Got all that? Here's the boiled-down code that illustrates what was going on:

module top;
   reg [3:0] foo;
   wire foo_0;
   reg ready;
   assign foo_0 = foo[0];

   initial begin
      foo = 'h0;
      ready = 0;
      foo = 'hf;
      ready = 1;
      foo = 'h0;
      ready = 0;

   initial begin
      forever begin
         $display("foo[0]: 'b%0b", foo[0]);
         $display("foo_0:  'b%0b", foo_0);

And of course, an EDA Playground version that you can play with. See the differences with different simulators? It was interesting that GPL Cver and Veriwell give the same results as the simulator I use at work (Cadence): the value of foo_0 is always a step behind the value of foo[0]. Also interesting that if I change the wire to a reg Cadence changes and gives the same results as Modelsim and Icarus (plain verilog won't allow that to be a reg, that's why I made it a wire for EDA Playground), which was not the behavior I was getting in the larger production testbench code (foo_0 was a step behind there). Non-determinism in the flesh.

The solution was to get rid of the new variable (foo_0) and the assign and just pass the foo to the function. Modifying the function to deal with a wider foo wasn't too difficult and the race between foo and foo_0 was eliminated. Easy, right? Trust me, fixing the problem wasn't the hard part. Identifying the root cause was much, much harder.

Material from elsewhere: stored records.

PR #570, opened 2026-07-06
feat(GlobalISel): implement debug info salvaging for G_MERGE_VALUES

johnwbyrd:
## Summary

Salvage debug info for `G_MERGE_VALUES` by rewriting affected `DBG_VALUE`s
to reference each source operand with a `DW_OP_LLVM_fragment` expression
covering the appropriate byte range. Call `salvageDebugInfo()` before
erasing instructions in `eraseInstrs()`.

## Background

When `G_MERGE_VALUES` is eliminated (dead-code, folded, or merged into a
larger instruction), any `DBG_VALUE` referencing its result becomes invalid
and the debugger loses visibility of the merged variable.

On targets like MOS, **every** type larger than 8 bits is split via
`G_MERGE_VALUES`/`G_UNMERGE_VALUES`. Without salvaging, virtually no
`i16`/`i32`/`i64` variable is inspectable at all optimization levels above
`-O0`.

## Changes

- **`CodeGenCommonISel::salvageDebugInfoForGMerge`** — new helper that constructs the fragment DIExpressions
- **`Utils::eraseInstrs`** — invoke the salvager before removing each instruction

## Test plan

- [ ] Existing GlobalISel debug tests pass (`ninja check-llvm`)
- [ ] `x86-calllowering-dbg-trunc.ll` — golden test now checks salvaged fragments (updated in this commit)
- [ ] Manual: MOS `-g -O2` build shows locations for split integer variables

## Motivation

Needed on MOS to make wide-integer variables inspectable above `-O0`, but
applies generically to any target that lowers wide types via
`G_MERGE_VALUES`/`G_UNMERGE_VALUES`.

### DIFF
--- a/llvm/lib/CodeGen/CodeGenCommonISel.cpp
+++ b/llvm/lib/CodeGen/CodeGenCommonISel.cpp
@@ -15,6 +15,8 @@
 #include "llvm/Analysis/BranchProbabilityInfo.h"
 #include "llvm/CodeGen/MachineBasicBlock.h"
 #include "llvm/CodeGen/MachineFunction.h"
+#include "llvm/CodeGen/MachineInstrBuilder.h"
+#include "llvm/CodeGen/MachineRegisterInfo.h"
 #include "llvm/CodeGen/TargetInstrInfo.h"
 #include "llvm/CodeGen/TargetOpcodes.h"
 #include "llvm/IR/DebugInfoMetadata.h"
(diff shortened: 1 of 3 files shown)


llvm/lib/CodeGen/CodeGenCommonISel.cpp
mysterymath, line 352: There appears to be a lot of commonality between the above broken-out function and this one. It seems desirable to have a single loop handling users with cases for various types of instruction; is that not feasible for some reason? If so, why?

It seems like it might be because the above produces multiple DBG_VALUE expressions instead of just one. Could we generalize the below to handle multiples instead of splitting out a copy of the whole routine just for G_MERGE_VALUES?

I'm understanding Jan Decaluwe's concerns with Verilog more and more as I encounter and dig into these race conditions. I think before reading his blog entries on Sigasi I thought concurrency and non-determinism had to go hand in hand. My embedded software background and experience with real-life concurrency was a large contributer to that opinion: isn't Verilog just modeling concurrency accurately when it's non-deterministic? Jan's point, I believe, is that the pain of this "accurate" modeling doesn't really buy you anything, and because processes in Verilog spring up and multiply almost (ok, definitely) without you noticing it can be very difficult to have them communicate reliably. In software like C you know exactly when you are creating another thread but in Verilog it is not so obvious. RTL Verilog has it easy because you can follow a basic (if over-restrictive) guideline (synchronize to the same clock and use non-blocking assignments in clocked processes), but in higher-level simulation-only code I don't know of an easy guideline you can follow. I guess the guideline is this: learn what creates a process and think about values racing from one process to another.